Related: the very best Minecraft seeds.
This is how Microsoft chose to announce the unification of Minecraft across platforms during their E3 conference. Once the Better Together Update hits in the summer, the game’s editions on Windows 10, Xbox One, Nintendo Switch, mobile, and VR will simply be called ‘Minecraft’. They will share DLC – and players – in fulfilment of a plan the publishers have been working towards since they bought out Notch in 2014.
It’s a good plan. But as a side effect, the Minecraft so many of us own and play has been sidelined. Minecraft: Java Edition – the original Minecraft – is not invited to Microsoft’s unification party, and neither is the ginormous modding community that has sustained it for this long.
While Mojang have remained the public face of the game, the groundwork for a cross-play Minecraft was laid, not in Sweden, but in Redmond. At last year’s E3, I met the American team behind the Windows 10 Edition. Their principal work has been to take Minecraft: Pocket Edition, which traditionally lagged behind its parent game, and turn it into the full-featured, cross-platform version presented at E3 this week.
The significance of that work? Pocket Edition was coded in C++, cutting it off from years of Java-based modding on the PC.
“Mod support is hard because C++ is not as reverse engineerable as Java,” wrote Microsoft developer Tommaso Checchi when the Windows 10 Edition was first announced. “Plus many stores don’t allow those kind of mods.”
To their credit, the Redmond team have made tangible efforts to ensure C++ Minecraft is easily editable to players. They’ve made the game’s files accessible in a way they never were before, allowing any sufficiently curious player to redraw character textures in MS Paint, or fiddle with the values that determine a creeper’s behaviour in WordPad. And they’ve done it in a fashion that, unlike the mods of Java Minecraft, won’t break with every significant update.
“We totally know that people will [want to] go off and build totally new mods and systems on top,” said developer Jason Major last year. “Our ambition is to get there eventually, letting people customise the game essentially in any way they’ve been able to do in the past, [but] now in this official capacity.”
It’s admirable work that in some ways improves on the original. But, even if new Minecraft is able to support modding at the level of its predecessor, an entire history will be left behind.

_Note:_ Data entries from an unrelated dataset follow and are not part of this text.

PR #2029, opened 2020-01-07
[MAINT] Use the array proxy instead of get_fdata()

skoudoro:
In Nibabel, `get_data` was using the array proxy by default which seems to not be the case for `get_fdata`. So now, we use `np.asarray(img.dataobj)` to keep the default behavior.

this is a PR for the maintenance branch, I will have to cut a new release which will be DIPY 1.1.1 and announce this one by default instead of DIPY 1.1.0.

### DIFF
--- a/dipy/io/image.py
+++ b/dipy/io/image.py
@@ -3,15 +3,15 @@ import nibabel as nib
 import numpy as np
 
 
-def load_nifti_data(fname):
+def load_nifti_data(fname, as_ndarray=True):
     img = nib.load(fname)
-    return np.asarray(img.dataobj)
+    return np.asanyarray(img.dataobj) if as_ndarray else img.dataobj
 
 
 def load_nifti(fname, return_img=False, return_voxsize=False,
-               return_coords=False):
+               return_coords=False, as_ndarray=True):
     img = nib.load(fname)
-    data = np.asarray(img.dataobj)
+    data = np.asanyarray(img.dataobj) if as_ndarray else img.dataobj
     vox_size = img.header.get_zooms()[:3]
 
     ret_val = [data, img.affine]
--- a/dipy/io/image.py
+++ b/dipy/io/image.py
@@ -3,15 +3,15 @@ import nibabel as nib
 import numpy as np
 
 
-def load_nifti_data(fname, dtype=np.float64):
+def load_nifti_data(fname):
     img = nib.load(fname)
-    return img.get_fdata(dtype=dtype)
+    return np.asarray(img.dataobj)
 
 
 def load_nifti(fname, return_img=False, return_voxsize=False,
-               return_coords=False, dtype=np.float64):
+               return_coords=False):
     img = nib.load(fname)
-    data = img.get_fdata(dtype=dtype)
+    data = np.asarray(img.dataobj)
     vox_size = img.header.get_zooms()[:3]
 
     ret_val = [data, img.affine]
--- a/dipy/tracking/tests/test_life.py
+++ b/dipy/tracking/tests/test_life.py
@@ -158,7 +158,7 @@ def test_fit_data():
     fstreamlines = dpd.get_fnames('small_25_streamlines')
     gtab = grad.gradient_table(fbval, fbvec)
     ni_data = nib.load(fdata)
-    data = ni_data.get_fdata()
+    data = np.asarray(ni_data.dataobj)
 
     tensor_streamlines = nib.streamlines.load(fstreamlines).streamlines
     sft = StatefulTractogram(tensor_streamlines, ni_data, Space.RASMM)
--- a/dipy/viz/app.py
+++ b/dipy/viz/app.py
@@ -205,7 +205,7 @@ class Horizon(object):
             if self.random_colors:
                 colors = next(color_gen)
             else:
-                colors = "RGB"
+                colors = None
 
             if not self.world_coords:
                 # TODO we need to read the affine of a tractogram
--- a/dipy/viz/app.py
+++ b/dipy/viz/app.py
@@ -205,7 +205,7 @@ class Horizon(object):
             if self.random_colors:
                 colors = next(color_gen)
             else:
-                colors = None
+                colors = "RGB"
 
             if not self.world_coords:
                 # TODO we need to read the affine of a tractogram
--- a/doc/api_changes.rst
+++ b/doc/api_changes.rst
@@ -5,7 +5,7 @@ API changes
 Here we provide information about functions or classes that have been removed,
 renamed or are deprecated (not recommended) during different release circles.
 
-DIPY 1.1.0 changes
+DIPY 1.1.x changes
 ----------------
 
 **Tractogram**
--- a/doc/examples/denoise_gibbs.py
+++ b/doc/examples/denoise_gibbs.py
@@ -155,7 +155,7 @@ bvals = [200, 400, 1000, 2000]
 
 img, gtab = read_cenir_multib(bvals)
 
-data = img.get_fdata()
+data = np.asarray(img.dataobj)
 
 """
 For illustration proposes, we select two slices of this dataset
--- a/doc/examples/reconst_forecast.py
+++ b/doc/examples/reconst_forecast.py
@@ -10,6 +10,7 @@ axially symmetric tensor and the fODF using the FORECAST model from
 First import the necessary modules:
 """
 
+import numpy as np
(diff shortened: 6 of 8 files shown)


matthew-brett:
I'm not sure what you mean by `get_fdata` not using the array proxy - could you clarify?

If it were me - I'd use `get_fdata` - for the reason we switched from `get_data` in the first place - the data type is nastily difficult to predict from `get_data` / `np.array(img.dataobj)` - and that can have unpleasant consequences that are only apparent when you try stuff with different data, that has made different, also arbitrary choices for the header scaling.

skoudoro:
> I'm not sure what you mean by get_fdata not using the array proxy - could you clarify?

it seems that `get_fdata()` keeps the array in its internal cache by default which, I suppose, was not the case before with `get_data`. After this change, we started to have memory issue with big datasets

> If it were me - I'd use get_fdata - for the reason we switched from get_data in the first place

Do you mean you recommend us to use `get_fdata(caching='unchanged')` instead when we load our data? 

Thank you for your feedback @matthew-brett!

matthew-brett:
No - `get_fdata` and `get_data` both cache their arrays.  I'm sure the difference you're observing is that `get_fdata` loads as float64 by default, whereas `get_data` loads with God-knows-what datatype.   Hence the problem - it was easy for an apparently trivial change to the image (change in scale factors in the header) to switch an image from coming back as int16 data to float64 or the other way round.  For example students would quickly hit integer overlflow errors if they got the wrong image, or linear algebra would slow to a halt (because it's not well optimized for - say - int16).

I think your choices are - guarantee that DiPy will always work in the same way with any returned data type (int8, int16, float64, ...) - which I suspect will be a lot of work - or load the data as an explicit data type - perhaps as float32 - so you can predict the subsequent behavior.

Garyfallidis:
Hi @matthew-brett and thank you for helping with this. This is not what we are observing. The issue is not with data types. The data before using get_fdata were staying in a memory map and not loaded directly in memory. Maybe this is different than caching. For example, we care a lot for doing something like vol = arr[..., 1] where arr still stays on disk. Before the change we could trivially visualize brain data of 15GBytes but not anymore. That is why we go back to the previous strategy. Please do suggest alternatives.

matthew-brett:
Yes, that's awkward.  You only get a memory map from `np.array(img.dataobj)` when the output data type is the same as the data type on disk.    So, if the header had scaling, you would not have got a memory map.

Do your images all have float data type?   Or are you also dealing with int images (with no scaling)?

Garyfallidis:
For sure we have images that do not use floats and for sure we have images with no scaling we often have zooms of (1., 1., 1) (which I suppose this is what you mean no scaling). It would be nice to have a way to always get data as memory maps (or similar tech) I think the data today are becoming just way too big to load everything at once. At least for DWIs. Possibly for fMRI should be of a similar problem too. We can send you some example data if you want to play with.

Garyfallidis:
On a side note this fix is necessary and currently blocking the release. Any suggestions? @effigies, @matthew-brett? Is it okay if we go back to the dataobj solution?

matthew-brett:
No - by scaling I mean - having a scalefactor in the header that is not 1.  This signals that the values in the image should be mutiplied by that value after loading from disk.

To understand more - have a look at https://github.com/nipy/nibabel/wiki/BIAP8 . 

We can't easily make the returned array a memory map, if the image has scalefactors.  The problem is that it's essentially arbitrary whether the image does have scalefactors, so the previous solution, which was just to ignore that and hope for the best, is putting the user at risk of wrong and unexpected results, that you can easily miss using a selected set of test images.

effigies:
> scaling we often have zooms of (1., 1., 1) (which I suppose this is what you mean no scaling)

No, the scaling refers to the scale factors `scl_slope`, `scl_inter`. If these are not `1` and `0`, respectively, then `get_data()` will cast to float64, the same as `get_fdata()`. `get_fdata()` has the advantage that you an also specifically request `float32` with `img.get_fdata(dtype=np.float32)`.

> It would be nice to have a way to always get data as memory maps

You can, if your image is uncompressed and you use `img.dataobj.get_unscaled()`. Note, however, that you will get incorrect values if your header indicates you have non-identity scale factors.

> Is it okay if we go back to the dataobj solution?

It will restore `get_data()` behavior, yes. `np.asanyarray(img.dataobj)` guarantees that the values will be correct (scaled if the header indicates they should be), but nothing about type. `get_fdata()` allows you to be sure about the type.

----

One thing I haven't seen mentioned is that, if you're willing to work with the `dataobj` directly, you can slice it:

```
img.dataobj[..., 1]
```

This is equivalent to `img.get_data()[..., 1]`, as the scaling is applied during the call, but only the necessary slices of data are read into memory. This also has the advantage that it works with compressed images, and if you have [indexed_gzip](https://pypi.org/project/indexed-gzip/) installed, it can be done with very little penalty for discontiguous slices.

----

For the best long-term solution, a relevant question is what minimum nibabel you're willing to set. nibabel 3.0.0 has some improvements that seem like they might dramatically improve your use-case.

The biggest one from the top of my head is that, `img.get_fdata(dtype=np.float32)` will return a `memmmap` if the on-disk data type is `float32`, and will not cast up to `float64` internally, if scale factors need application (nibabel <3 did...).

Garyfallidis:
Thank you @matthew-brett  and @effigies this is all very useful information. Here is a link to a sample  dataset that we are using to test nibabel 
https://figshare.com/articles/Superresolved_HYDI_dataset/10266194 you will see there a 15GB .nii dataset that you try.
Right now only the np.asanyarray(img.dataobj) gives something that is memory efficient for most cases. Otherwise we cannot load these data in our machines. 

So for now to move ahead with our release, the only viable solution that we see is to use get_fdata when data is float32 and use np.asanyarray(img.dataobj) for all other cases. 

You may want to create a flag at some point that always memmaps the data in all cases even if they are coming from gz files. If it already exists and I do not know about it - my apologies in advance.

arokem:
On Wed, Jan 8, 2020 at 4:09 PM Eleftherios Garyfallidis <

> Thank you @matthew-brett <https://github.com/matthew-brett> and @effigies
> <https://github.com/effigies> this is all very useful information. Here
> is a link to a sample dataset that we are using to test nibabel
> https://figshare.com/articles/Superresolved_HYDI_dataset/10266194 you
> will see there a 15GB .nii dataset that you try.
> Right now only the np.asanyarray(img.dataobj) gives something that is
> memory efficient for most cases. Otherwise we cannot load these data in our
> machines.
>
> So for now to move ahead with our release, the only viable solution that
> we see is to use get_fdata when data is float32 and use
> np.asanyarray(img.dataobj) for all other cases.
>
> I am not sure that I understand this solution. Would you require that
users always specify the dtype of the data to read it from disk?

Another (probably annoying to implement?) solution is maybe to read the
data as memmap and apply the scaling whenever the data is loaded into
memory.

You may want to create a flag at some point that always memmaps the data in

matthew-brett:
Another (probably annoying to implement?) solution is maybe to read the
> data as memmap and apply the scaling whenever the data is loaded into
> memory.
>

If I understand you right, that's what Chris was pointing to - when you
slice into the dataobj.

img.dataobj[..., 1]

That's the best solution - and should work reasonably for .gz files as
well, as Chris points out - is there a reason you can't use that?

effigies:
Right, I think using the `dataobj` directly as much as possible is probably the goal to aim at, so delaying the `np.asanyarray()` until you really need a numpy array would be the right strategy. A lot of operations will treat `dataobj` just like a numpy array, and if you can slice it before doing anything that needs an array, you're going to reduce I/O and memory usage.

This might be a tough thing to do before a hot-fix release, so to restore the old behavior, you definitely can use `np.asanyarray(dataobj)`. If the caching is important, nilearn did add a [hack](https://github.com/nilearn/nilearn/blob/fcc22e65a2d7f07e95d470f1c3d41f269b0e6fb2/nilearn/_utils/niimg.py#L17-L25) that you could copy. I would strongly recommend against making that a long-term solution, though. There are memory profile issues that will likely not get fixed in the `get_data()` path: https://github.com/nilearn/nilearn/issues/2209

One thing to think about is building up `ArrayProxy` to support more of the `ndarray` protocol while keeping things on disk. Right now, for instance, we can reshape an `ArrayProxy`, but another thing that jumps to mind is having `dataobj.astype(dtype)` return a new `ArrayProxy` that will change its default target dtype when slicing. That should probably be a new discussion, though...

The mods that add functioning computers inside the game and teach quantum physics. The retextured servers that recreate GTA and The Hunger Games. The adventure maps that have produced a culture and, lest we forget, catalysed a YouTube revolution. They will all unavoidably remain confined to Java Edition.

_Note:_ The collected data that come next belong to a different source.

PR #2030, opened 2020-01-10
DOC: Documents I/O functions.

arokem:
I noticed on #2029 that these functions are not documented. This adds documentation in `master`. You may also want to apply a similar change in `1.1.x`

### DIFF
--- a/dipy/io/image.py
+++ b/dipy/io/image.py
@@ -3,13 +3,53 @@ import nibabel as nib
 import numpy as np
 
 
-def load_nifti_data(fname, as_ndarray=True):
+def load_nifti_data(fname, dtype=np.float64):
+    """
+    Loads only the data array from a nifti file.
+
+    Paramters
+    ---------
+    fname : str
+        Full path to the file.
+    dtype : numpy dtype object, optional
+        What dtype to read the data as. Default: np.float64.
+
+    Returns
+    -------
+    np.ndarray
+
+    See also
+    --------
+    ``load_nifti``
+    """
     img = nib.load(fname)
     return np.asanyarray(img.dataobj) if as_ndarray else img.dataobj
 
 
 def load_nifti(fname, return_img=False, return_voxsize=False,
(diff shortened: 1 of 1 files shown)


skoudoro:
can you do this pull request for branch `maint/1.1.x` instead of master? then I merge both PR on master after the release.

skoudoro:
ps: my previous PR was on this branch (`maint/1.1.x`) and not `master`

arokem:
Rebased!

dipy/io/image.py
```diff
@@ -3,13 +3,57 @@
 import numpy as np
 
 
-def load_nifti_data(fname, as_ndarray=True):
+def load_nifti_data(fname, dtype=np.float64):
```
skoudoro: Travis will fail here because of `as_ndarray`. This variable is needed, it was the reason for the conflict.

dipy/io/image.py
```diff
@@ -3,13 +3,57 @@
...
+    --------
+    ``load_nifti``
+    """
     img = nib.load(fname)
     return np.asanyarray(img.dataobj) if as_ndarray else img.dataobj
 
 
 def load_nifti(fname, return_img=False, return_voxsize=False,
-               return_coords=False, as_ndarray=True):
+               return_coords=False, dtype=np.float64):
```
skoudoro: same comment as above

dipy/io/image.py
arokem: Could you please tell me what the docstring should say for this variable?

arokem: Or feel free to add a docstring in #2031, superseding this PR.

skoudoro: Too late it seems, already merged. so you can add: 

```python
as_ndarray: bool
    convert nibabel ArrayProxy to a numpy.ndarray.
    If you want to save memory and delay this operation, just turn this option to False.
    (default: (True))
```

skoudoro:
superseded by #2032, closing

PR #2033, opened 2020-01-11
RF - Direction getters naming

gabknight:
Change direction getter naming in preparation of new direction getters based on peaks object (PR in prep).

- class BaseDirectionGetter -> BasePmfDirectionGetter
- file peak_direction_getter.pyx -> eudx_direction_getter.pyx
- file test_peak_dg.py -> test_eudx_dg.py


skoudoro:
Hi @gabknight,

Thank you for this update. If this naming conventions change is really necessary, we will need to set up a deprecation cycle for at least 2 releases and keep the old system (release 1.0.0 was an exception for breaking without any deprecation cycle)
So we need:
- to keep the old file and create a new one
- In the old file, add a deprecation warning and call the new one.
 
Let me know if you need help with that and I will create a PR on local branch/dipy repo.

gabknight:
Hi @skoudoro, thanks for your response. I wasn't sure how to do the deprecation for a class. Let me know if you would do it differently. 

The warning is in peak_direction_getter **.py** rather than **.pyx**. Do you think this is an issue?

skoudoro:
Hi @gabknight, 

I think it is good the way you do it!

It is just missing a small test to make sure that the warning popup.

Furthermore,  I need to test it quickly.  Thank you !

gabknight:
@skoudoro, Thanks I added the test. 

Do you know why those build failed?

skoudoro:
Not yet, need to look into it.

- it seems that something change in Nibabel and their Numpy minimum version is different from ours.
- Or maybe, they just dropped python3.5

Anyway, I need to look.

dipy/direction/closest_peak_direction_getter.pyx
```diff
@@ -56,7 +56,7 @@ cdef int closest_peak(np.ndarray[np.float_t, ndim=2] peak_dirs,
             return 0
     return 1
 
-cdef class BaseDirectionGetter(DirectionGetter):
+cdef class BasePmfDirectionGetter(DirectionGetter):
```
skoudoro: `BaseDirectionGetter` needs a deprecation cycle as you did for `EuDXDirectionGetter`. 

Can you add this deprecation and a small test for it? 

Thank you

skoudoro:
Sorry for the delay but thank you @gabknight! Everything looks good and you can continue with #2036. merging

PR #2035, opened 2020-01-11
DOC: Update DKI documentation according to the new get data functions

RafaelNH:
Just a small correction in DKI's example. We forgot to update the documentation when changing the read data functions.


arokem:
Oh yeah - good catch!

skoudoro:
Thank you for that @RafaelNH !

PR #2041, opened 2020-01-16
BF: SFM prediction with mask

arokem:
This fixes a bug in the way that SFM does signal prediction when fit with a mask. This is something I just stumbled upon earlier today while I was working with @dPys on https://github.com/nipreps/dmriprep/pull/62. This should fix the issues we were seeing there.

### DIFF
--- a/dipy/reconst/sfm.py
+++ b/dipy/reconst/sfm.py
@@ -53,7 +53,11 @@ def _to_fit_iso(data, gtab, mask=None):
     if mask is None:
         mask = np.ones(data.shape[:-1], dtype=bool)
     # Turn it into a 2D thing:
-    data = data[mask]
+    if len(mask.shape) > 0:
+        data = data[mask]
+    else:
+        # This handles the corner case of fitting a single voxel:
+        data = data.reshape((-1, data.shape[0]))
     data_no_b0 = data[:, ~gtab.b0s_mask]
     nzb0 = data_no_b0 > 0
     nzb0_idx = np.where(nzb0)
--- a/dipy/reconst/sfm.py
+++ b/dipy/reconst/sfm.py
@@ -25,11 +25,9 @@ except ImportError:
     from scipy.stats import nanmean
 
 from dipy.utils.optpkg import optional_package
-import dipy.core.geometry as geo
 import dipy.core.gradients as grad
 import dipy.core.optimize as opt
 import dipy.sims.voxel as sims
-import dipy.reconst.dti as dti
 import dipy.data as dpd
 from dipy.reconst.base import ReconstModel, ReconstFit
 from dipy.reconst.cache import Cache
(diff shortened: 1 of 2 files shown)


dPys:
@arokem - this is great! are there any further optimizations that can be made in runtime for the predict method of isotropic specifically? (Or maybe a better question would be what particular lines take the longest to run at the moment?)

arokem:
@dPys : without a doubt, the most time is spent in this line: https://github.com/dipy/dipy/blob/master/dipy/reconst/sfm.py#L433, which is where sklearn's ElasticNet fit is being called. Unfortunately, I don't think there's much we can do about it.

dPys:
@arokem - 

A few more questions:

1) what aspect(s) of signal prediction would be lost when reducing the ratio of L1 penalty (i.e. closer to if not equal to 0)?

2) is the estimator fit at every voxel in the ROI? what other data dimensionality reduction strategies might improve fit and/or increase the speed of prediction?

3) maybe related to (2) — could a T1w image, registered to the B0 template, be incorporated into this somehow?

Curious to hear from anyone else who wants to chime in on this.

arokem:
> what aspect(s) of signal prediction would be lost when reducing the ratio of L1 penalty (i.e. closer to if not equal to 0)?

That depends on the data. In my experience, signal prediction can be almost equally accurate with various ratios, leading to quite different fODFs. 

> is the estimator fit at every voxel in the ROI? what other data dimensionality reduction strategies might improve fit and/or increase the speed of prediction? Currently the prediction with this model is probably much too slow to lend to predicting from every vector coordinate in the case of head motion correction.

Yes. As suggested  by @mattcieslak, one way to make this go much faster is  to provide an initialized sklearn [Ridge](https://scikit-learn.org/stable/modules/generated/sklearn.linear_model.Ridge.html) object as the input to the `solver` keyword argument when initializing the SparseFascicleModel object.

> maybe related to (2) — could a T1w image, registered to the B0 template, be incorporated into this somehow? 

I am not sure. There might be different levels of regularization that work better in different tissue types, but it would require quite a bit of empirical work to sort this out. I would be inclined to first try one ridge regularization parameter everywhere and see how that works.

dipy/reconst/sfm.py
```diff
@@ -51,13 +49,21 @@
 # extensible, by inheriting from IsotropicModel/IsotropicFit below:
 
 # First, a helper function to derive the fit signal for these models:
-def _to_fit_iso(data, gtab):
-    data_no_b0 = data[..., ~gtab.b0s_mask]
+def _to_fit_iso(data, gtab, mask=None):
+    if mask is None:
+        mask = np.ones(data.shape[:-1], dtype=bool)
+    # Turn it into a 2D thing:
+    if len(mask.shape) > 0:
```
skoudoro: I do not understand this part. Can you tell us more about this part?

arokem: Yes: this is just to deal with the (rather unusual) case that your data is a one-dimensional vector representing one voxel's worth of data. In that case, `data.shape[:-1]` is  `()` and you might run into trouble here.

skoudoro: ok, I see, thanks. I wonder if there is a better way to do that but It is fine like this too

skoudoro:
Anyone to review this PR? Do you want to have a last look @dPys?

I will wait until Sunday to merge it.

skoudoro:
ok, Thanks @arokem, merging

dPys:
Hi @skoudoro -- sorry to chime back in late this convo, but thanks for merging. I took another look at all of @arokem 's edits and they indeed looked good to go.

Cheers,
@dPys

This is not a niche concern. Often, in the world of hardcore PC gaming, it’s easy to forget that modding isn’t the norm. While we may balk at the idea of booting up Skyrim without a cocktail of favourite mods installed, the vast majority of players will perfectly happily play in vanilla forever. Minecraft, however, is an anomaly: a year ago, the Redmond team estimated that about half of Minecraft: Java Edition players customise it in some way. If they want to play online with their friends on console, they’re going to miss it.

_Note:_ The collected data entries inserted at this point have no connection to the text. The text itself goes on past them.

PR #2042, opened 2020-01-16
Add tests to rng module

### LINKED ISSUE #1864: Add tests to dipy.core.rng
Unless I am missing something thing, classes implemented in this module don't seem to be used anywhere else.

skoudoro:
This PR adds tests for `WichmannHill2006`, `WichmannHill1982`, `LEcuyer`.

fix #1864

### DIFF
--- a/dipy/core/rng.py
+++ b/dipy/core/rng.py
@@ -1,11 +1,13 @@
-""" Random number generation utilities """
+"""Random number generation utilities."""
 
 from math import floor
 from platform import architecture
+import numpy as np
 
 
 def WichmannHill2006():
-    """
+    """Wichmann Hill (2006) random number generator.
+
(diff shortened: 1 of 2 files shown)


arokem:
Any idea where that `global s1` variable is supposed to be defined?

skoudoro:
It seems to be an old function, I think, I will make `s1` a parameter of this function. This is just a randomState. I do not know why it was global before but it does not seem adapted

arokem:
👍 , which is why it's great that you are adding tests!

skoudoro:
Thank you for the feedback 😃, update done and code rebased.

arokem:
Why codecov thinks this is a *reduction* in coverage just baffles me. But off we go!

skoudoro:
Agree, weird sometimes... I need to spend time to understand more Codecov one day...

PR #2043, opened 2020-01-22
[NF] Add a Deprecation system

skoudoro:
The goal of this PR is to bring a standard way to deprecate functions, modules, ... 

This is heavily based on the Nibabel deprecation system and adds a dependency to the small package named `packaging`. Usually, you do not need to install this package because `setuptools` depends on it and already did the installation for you. But it can happen that `setuptools` is not installed in some environments.


skoudoro:
Any opinion concerning this PR?

dipy/testing/__init__.py
```diff
@@ -43,8 +43,76 @@ def assert_arrays_equal(arrays1, arrays2):
...
+    Examples
+    --------
+    >>> import warnings
+    >>> with clear_and_catch_warnings(modules=[np.core.fromnumeric]):
+    ...     warnings.simplefilter('always')
+    ...     # do something that raises a warning in np.core.fromnumeric
+
+    Note
+    ----
+    this class is copied (with minor modifications) from the Nibabel.
```
Garyfallidis: This class is copied (with minor modifications) from Nibabel

dipy/utils/tests/test_deprecator.py
```diff
@@ -0,0 +1,169 @@
+"""Module to test ``dipy.utils.deprecator`` module.
+
+Notes
+-----
+this file is copied (with minor modifications) from the Nibabel.
```
Garyfallidis: Same as before

Garyfallidis:
So ``package`` will be installed if not installed in the system?

skoudoro:
> So package will be installed if not installed in the system?

Yes, for all future release.

Concerning the current master, you may have to install it. But I suppose it is already done since you need `setuptools` to install DIPY and `setuptools` depends on `packaging`

Garyfallidis:
@arokem can you check this PR too?

arokem:
Yeah. LGTM!

PR #2045, opened 2020-01-30
[Fix] workflow variable string

skoudoro:
A quick fix to make sure that we unpack variable string when we check file existence. Also, some docstring + pep8 improvement


Garyfallidis:
:)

Microsoft say they’ll continue to support Minecraft in Java, and we’ve no reason to doubt that – they and Mojang have continued to work on it together over the past two-and-a-half years. But the fact remains that Minecraft: Java Edition – the Minecraft, where Notch began work the best part of a decade ago, and where the game became a PC gaming phenomenon – is no longer Microsoft’s favourite build. It feels only right to take a moment to acknowledge that.